Ubicato in Via Matteotti, al primo piano di un edificio dei primi del '900 (ex Casa del Popolo) che ha ricevuto nel tempo varie rivisitazioni, l'intero complesso comprende al piano terra la biblioteca ed al primo piano, appunto, il teatro che attualmente ha una capienza di 169 posti ed è destinato ad ospitare non solo rappresentazioni teatrali e musicali, ma anche convegni e mostre.

Storia

L’edificio viene costruito nel 1907 come Casa del Popolo, in quanto voluto e materialmente realizzato dai muratori, operai e braccianti associati nelle prime organizzazioni cooperative di ispirazione socialista, similmente a quanto si stava facendo in altre località del bolognese e dell'Emilia-Romagna in quegli anni. L’inaugurazione del 22 settembre 1907 fu una festa importante guidata dal dott. Giovanni Simoni presidente del comitato per i festeggiamenti.

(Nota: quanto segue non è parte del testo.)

PR #2698, opened 2019-01-13
Add `adaptErr` to `ApplicativeErrorOps`

bplommer:
Partially addresses https://github.com/typelevel/cats/issues/2685.

I've changed `MonadError#adaptError` to be an alias for `ApplicativeErrorOps#adaptErr`, but I wasn't sure whether I should do this or provide a duplicate implementation.

### DIFF
--- a/core/src/main/scala/cats/MonadError.scala
+++ b/core/src/main/scala/cats/MonadError.scala
@@ -1,7 +1,5 @@
 package cats
 
-import cats.syntax.ApplicativeErrorOps
-
 /**
  * A monad that also allows you to raise and or handle an error value.
  *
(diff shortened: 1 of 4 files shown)


kailuowang:
thanks so much for taking on this! Here is some feedback 
1. I would duplicate the code with the same comment you have on syntax. 
2. I would leave the laws unchanged and leave that to the future PR that moves the method to the `ApplicativeError`. The change breaks binary compatibility in cats-laws  (which we don't check at the moment), and conventionally everything in `XXXXlaws` should be in `XXXXTests`, which we can't do since it's in the syntax ops.  Instead, we can add a doctest to the syntax method in `ApplicativeErrorOps`

kailuowang:
Thanks @bplommer

LukaJCB:
Looks great, thanks @bplommer! 😊

Issue #2663, opened 2018-12-05
Add mkString_ that just takes separator string 


matthughes:
Cats provides a Show-compatible version of mkString but it requires all three parameters: prefix, separator, suffix.  The std library also provides a mkString that just takes a separator string; this is what I use 90% of the time. 

Can we add this?  I'd be happy to PR.

calvinbrown085:
Hi @matthughes did you end up working on this?

matthughes:
@calvinbrown085 I have not.  I wanted to see if there was interest before doing the PR as it's pretty simple.  Really just adding a new method that delegates to the form:

```scala
def _mkString(separator: String): String = 
  _mkString("", separator, "")
```

kailuowang:
@calvinbrown085 I think this would be a good addition. And it's rather simple, the code you wrote and a doctest should do.

dwijnand:
Fixed by https://github.com/typelevel/cats/pull/2709

PR #2709, opened 2019-01-25
Adds version of mkString_ with no prefix/suffix, matching the std lib.

matthughes:

### DIFF
--- a/core/src/main/scala/cats/syntax/foldable.scala
+++ b/core/src/main/scala/cats/syntax/foldable.scala
@@ -77,7 +77,9 @@ final class FoldableOps[F[_], A](private val fa: F[A]) extends AnyVal {
     A.combine(prefix, A.combine(F.intercalate(fa, delim), suffix))
 
   /**
-   * Make a string using `Show`, named as `mkString_` to avoid conflict
+   * Make a string using `Show`, prefix, delimiter, and suffix.
+   *
+   * Named as `mkString_` to avoid conflict.
    *
    * Example:
    * {{{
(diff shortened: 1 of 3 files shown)


matthughes:
Fixes #2663 but as it stands, this is going to fail binary compatibility rules.  Not sure how best to get around?  I could change the name but I got no suggestions.

kailuowang:
I am not sure if this is going to break binary compatibility. Right now the build break due to format issue, a `sbt prePR` will format the code and also check if it breaks binary compatibility.

kailuowang:
@matthughes thanks!
The short answer is: yes, please move it `FoldableOps0` and I'd perfer call `new FoldableOps(f).mkString_("", delim, "")`

The longer answer: 
ah, it looks like adding an override to a method also breaks BC. Good to learn something new.  
`FoldableOps0` and ``FoldableOps1` were created recently to get around binary incompatibility. Mima is happy when you move the method to `FoldableOps0` because that one is not officially released yet, it's released on 1.6.0-RC1, and mima doesn't check BC against RC releases. If we can make this one in 1.6.0 we should be good. Just noticed that your PR is against 1.6.x branch rather than master, so we are good on that as well.

mpilquist:
Note: adding an overload to a regular class doesn't break binary compat but doing so to a value class does. The existence of an overload changes the scheme used for generation of the synthetic method names in the companion class.

Consider these two classes, representing 2 different versions of the same class:

```scala
class Foo1(val x: Int) extends AnyVal {
  def foo(y: Int): Int = x + y
}

class Foo2(val x: Int) extends AnyVal {
  def foo(y: Int): Int = x + y
  def foo(y: Int, z: Int): Int = x + y + z
}
```

`Foo1.class` and `Foo2.class` are binary compatible (modulo the class name difference of Foo1 vs Foo2). However, `Foo1$.class` and `Foo2$.class` are not.

`Foo1$.class` has this method:
```
  public final int foo$extension(int, int);
    descriptor: (II)I
    flags: ACC_PUBLIC, ACC_FINAL
```

`Foo2$.class` has these methods:
```
  public final int foo$extension0(int, int);
    descriptor: (II)I
    flags: ACC_PUBLIC, ACC_FINAL
<snip>

  public final int foo$extension1(int, int, int);
    descriptor: (III)I
    flags: ACC_PUBLIC, ACC_FINAL
```

kailuowang:
@mpilquist ah, that makes sense, thanks for the detail! In hindsight, maybe the first one should've been made `foo$extension0` rather than `foo$extension`. I'll see if I can find an existing scalac issue for this one.

kailuowang:
@matthughes I updated the CatsSuite which is missing the newly added syntax trait and caused the broken build. Hopefully this one will be ready to merge soon.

Costruito su due piani appositamente per ospitare sale di riunione e uffici delle Cooperative al piano terra e un Teatro al primo piano. Fu sede del Circolo popolare, e vi si tennero riunioni politiche e sindacali e comizi di oratori socialisti; ospitò anche spettacoli teatrali negli anni prima e dopo la Prima Guerra Mondiale.
I primi spettacoli teatrali ebbero luogo nel 1908 ad opera di compagnie teatrali bolognesi.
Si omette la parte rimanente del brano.